Conversely, beam me down onto the Utah desert and I succumb to agoraphobia. Too much space, not enough markers. You can’t even tell how fast you’re driving, as endless expanses warp our sense of time. As Einstein said, it’s all relative. And even amid the massive mountains of the American West it’s possible to feel claustrophobic: unless you at the top of the highest peak, you’re basically in an enormous salad bowl with opaque sides. You can look up but never out the way we ocean-lovers do. Last year I visited Tiananmen Square, infamous now as the site of the 1989 massacre of student protesters. What strikes the eye, however, is how it’s really possible for a grand public space to be too big. In erecting this massive plaza (or razing whatever was there before to create the square), Mao inadvertently dis-integrated the collection of government (read: power) structures framing the space. They’re just too far apart to hold any collective impact. The designers of the extensive “Forbidden City” proved much more adept at the sliding scale game: this ingenious sequence of palaces and courtyards contracts and expands in ways that take your breath away at each new vista.



So where am I going with all this? Back to yoga, of course, or at least to the Tantric philosophy behind Anusara Yoga. The Tantrikas figured out centuries ago that space and time are elastic—if not physically, then at least in our experience of them. They grouped space and time under the “psychic” category of the kunchikas, and reminded seekers that basically, it’s all in your head. I think we all know this intuitively: time flies when you’re having fun. Hours on the beach zip by, minutes doing my taxes craawwwwl. We know this culturally: “social space”—the distance between two strangers deemed acceptable—varies widely around the globe. In public places—bars and restaurants, planes, and yes, beaches--Americans tend to be loud, colonizing more than their share of the communal turf. It’s no wonder we have foreign wars going on in places we don’t belong—our culture seems to think, as the Brits once did, that we and our ways of doing things are welcome anywhere.

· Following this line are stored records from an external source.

PR #137, opened 2018-10-26
Leeward aftermath -- resilience against if Raven is blocked from loading

judeallred:
https://www.notion.so/glitch/87bda09f85184c1d81e1659aa62e4392?v=9f7963becc9341ed9af502682c6e9eef&p=45c8ae5984ef44cdbded976b46578cad

This PR allows the site to still run if Raven fails to load.

Rather than requiring us to check window.Raven before using it each time, though, I'd rather build a wrapper utility so that it falls back to no-ops.  I'll play with that a bit.


judeallred:
I feel like a stub JS library for raven is something that should already exist and be officially supported (just like google analytics bootstraps itself with a function stub).  I'll contact sentry and see what they have...

in the meantime I'll stick with this approach.

judeallred:
aha!  they deprecated the library we're using -- https://www.npmjs.com/package/@sentry/browser is the new onw

judeallred:
Updated the client to use the new Sentry SDK: https://docs.sentry.io/quickstart?platform=browser

judeallred:
we should also update the server to use the new sdk, but that can be a separate PR -- https://www.notion.so/glitch/87bda09f85184c1d81e1659aa62e4392?v=9f7963becc9341ed9af502682c6e9eef&p=85a095a309ae449abb1b8b72fa21f715

judeallred:
One quirk of this implementation is that it doesn't guarantee that Sentry is initialized before the rest of the codebase loads, which causes any Sentry calls in the top level of files to silently fail.  I think I can fix this by putting a little wrapper around Sentry, I'll give that a shot.

judeallred:
wrapping it up fixed that work.
@GregWeil Ready for your review :-)

src/presenters/current-user.jsx
```diff
@@ -28,19 +29,17 @@ function identifyUser(user) {
...
-      if (user) {
-        Raven.setUserContext({
+    if (user) {
+      configureScope((scope) => {
+        scope.setUser({
           id: user.id,
           login: user.login,
         });
-      } else {
-        Raven.setUserContext();
```
GregWeil: This lost the ability to clear the user on sign out. Was that intentional?

GregWeil:
Does this still catch all of the bootstrap errors? It looks like it won't get parser errors at the least, but would probably get errors in client.jsx 's tests before setting window.bootstrap

src/presenters/current-user.jsx
judeallred: ah, it was not!  I wasn't clear on the intent of that, thanks! fixin....

judeallred:
I don't think it will, since we're not loading it from a CDN anymore. Any suggestions on ways to continue capturing those without CDNning-it ?

src/presenters/current-user.jsx
judeallred: fixed

GregWeil:
I don't think it's possible as long as it's being bundled with everything else. We could probably add an extra entry point for it, but I we'd probably have to go back to a `window.Sentry` type usage

judeallred:
Agreed.  I think this technique is our better bet, if it's ok by you

GregWeil:
That's fine by me, maybe we should move the sentry init into a func that gets called by bootstrap so there's a clear start to error tracking, without implying that top level stuff gets checked

judeallred:
good idea, will fix

judeallred:
Mmm, on second thought I don't think we can do that without losing our ability to capture errors at the top scope.  Maybe I'm missing something, but it seems like if we do the sentry.init() anywhere except for in the top level of sentry.io, then it means that calls to sentry (sendmessage, etc.) will fail depending on the load order.

src/client.jsx
```diff
@@ -41,15 +17,21 @@ const func = (f, ...args) => f(...args); // Can we define arrow functions?
...
     window.location.replace(EDITOR_URL + window.location.hash);
-  } else {
-    const dom = document.createElement('div');
-    document.body.appendChild(dom);
-    render(<App/>, dom);
+    return;
   }
+  
+  configureScope((scope) => {
+    scope.setTag("bootstrap", "true");
```
GregWeil: This looks left over, by the time it runs it's putting the flag on actual bugs rather than syntax/compat errors.

GregWeil:
That makes sense. We can't guarantee that  errors are caught at the top level, but if you call a sentry func it will work.

PR #138, opened 2018-10-29
Profuse tea: stricter email identification, more 404 handling, error boundaries

GregWeil:
- When adding a user to a team, don't consider the string to be an email domain unless it contains a . (`@greg` is not a domain, but `@gre.g` is)
- The create team pop didn't handle 404 errors from the api, now it does
- Added an `ErrorBoundary` component, which catches errors during rendering (not in event handlers or async stuff, only during rendering) and replaces its children with the standard 'something went wrong' text. It's used on the questions list (since it has had issue with bad data in the past) the page within `Layout`, and around the entire react tree. This should be enough such that users are never left with a completely blank page, and in most cases will still have a functional header

### DIFF
--- a/src/client.jsx
+++ b/src/client.jsx
@@ -5,6 +5,7 @@ import React from 'react';
 import {render} from 'react-dom';
 import {BrowserRouter} from 'react-router-dom';
 
+import ErrorBoundary from './presenters/includes/error-boundary.jsx';
 import {CurrentUserProvider} from './presenters/current-user.jsx';
 import {UserPrefsProvider} from './presenters/includes/user-prefs.jsx';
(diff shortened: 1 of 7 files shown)


GregWeil:
The easiest way to test without making a remix is probably to use the react debugger to inject bad state/props

judeallred:
What's your assessment of ErrorBoundaries?  Were you able to break them with asynchrony, or do they seem fairly reliable?

GregWeil:
Error boundaries don't catch async errors at all, but async errors also don't cause the page to white out (that only happens when there's an error in a render function or a constructor) I wasn't able to get the page to white out like this, though

judeallred:
nice

PR #141, opened 2018-10-31
Quixotic rocket: Allow project page embed to request permissions

GregWeil:
Allow project page embeds to request permissions. This isn't enough on its own, because the embed has an iframe in it to load the preview, which will also need the same permission set.

https://www.notion.so/glitch/Embeds-iframe-element-needs-allow-attribute-so-getusermedia-geolocation-and-other-web-apis-in-apps-work-130ffb626a2d4c50b8987f444be1cbc4

### DIFF
--- a/src/presenters/pages/project.jsx
+++ b/src/presenters/pages/project.jsx
@@ -60,7 +60,7 @@ PrivateToggle.propTypes = {
 
 const Embed = ({domain}) => (
   <div className="glitch-embed-wrap">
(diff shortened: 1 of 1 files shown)


judeallred:
curiously I don't see the change being reflected in the dom:
image

GregWeil:
This is only for project pages. The homepage embed is a direct copy from the editor, so it'll change when it gets swapped out.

Then there’s “cyber-space”, that intangible, immeasurable realm where most of us spend way too much of our precious time. Listen to the words computer geeks and Internet maestros have come up with to create the feeling that we are somehow reaching others across this no man’s land: we “link,”, we “friend,” we “connect,”, we “follow.” Whereas in fact the only actual contact is between our fingers and the keyboard (sorry, touchpad), the true space that between our eyeballs and the screen.

The good news (and in Tantra, there is always a bright side!): you can shift how you experience space and time, and this is a key part of our yoga. Jammed into a crowded subway car at rush hour? Close your eyes and explore the inner terrain.

Feeling rushed? Put down the to-do list and focus on the task at hand. Time dragging? Reconsider the people you hang with and the work you do. In my experience, boredom triggers the slowdown, so chances are you’re just not fully engaged in whatever’s going on.

As my teacher Douglas Brooks says, become a master of time (and I would add space)—don’t let them master you. Tantra has no patience for victimhood, but instead asks how you can make the most of what you’ve got. The clock is ticking . . . don’t let me keep you from what you love!